> _Task_: Tally up the lines below with "felicianotech" in them. Answer with the number only.

> _Source material_:
PR #650, opened 2017-02-16
2.0 add faq

smart-alek:
This is the FAQ from Discuss, but heavily revised to keep it from being too "marketing-esque".

For example, I removed questions like "Why doesn't Build with SSH work?" because the answer is "It isn't implemented yet, sorry!"

### DIFF
--- a/jekyll/_cci2/faq.md
+++ b/jekyll/_cci2/faq.md
@@ -11,6 +11,12 @@ No, CircleCI 2.0 does not infer anything from your project.
 
 This means that no commands are run automatically. Don’t assume that a particular library/package is available unless it is bundled with the Docker image you are using!
 
+## My project is running on CircleCI 2.0, but the build is frozen!
+
+Builds often freeze due to syntax errors in `circle.yml`.
+
+Cancel the build, check your `circle.yml` for proper indents, and ensure that all stages/steps have the required keys.
+
 ## Can I use CircleCI 2.0 without creating base images?
 
 Yes, you can use* one of ours!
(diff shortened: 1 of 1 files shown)


felicianotech:
@smart-alek Looks like you're still pushing commits. Should I wait?

smart-alek:
nah you're all good, should be done.

jekyll/_cci2/faq.md
```diff
@@ -0,0 +1,68 @@
...
+
+## Can I use CircleCI 2.0 without creating base images?
+
+Yes, you can use* one of ours!
+
+The `circleci/build-image:ubuntu-14.04-XL-922-9410082` image has the same content as the Ubuntu Trusty 14.04 image our web app uses. Just know that the image is fairly large (around 17.5 GB uncompressed), so it’s less ideal for local testing.
+
+The image defaults to running actions as the `ubuntu` user and is designed to work with network services provided by Docker Compose.
+
+Here’s a [list of languages and tools](https://circleci.com/docs/build-images-2-0/) included in the image.
```
felicianotech: This should be changed to `[list of languages and tools]({{site.baseurl}}/docs/build-images-2-0/)`.

jekyll/_cci2/faq.md
```diff
@@ -0,0 +1,68 @@
...
+
+For public images on Docker Hub, you can pull the image by prefixing the account/team username:
+
+```
+myUsername/couchdb:1.6.1
+```
+
+## Can I use the `latest` tag when specifying image versions?
+
+You _can_, but please don’t. The `latest` tag is mutable and doesn’t always refer to a consistent image SHA. CircleCI runs on a fleet of machines, so a mutable tag could be improperly cached. In that case, re-running a build wouldn’t be deterministic.
```
felicianotech: We don't need to do this now, but I think this can be better worded. In the larger Docker/DevOps community, it's common for `latest` to not be the same hash. It's the point and why people use it that way. Not using it on CircleCI is more about reducing variables to make builds more deterministic.

smart-alek: OK, yeah: is that not coming across clearly enough here?

felicianotech:
My bad with the URL piece. Everything looks good now.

> _Response to this exercise_: 4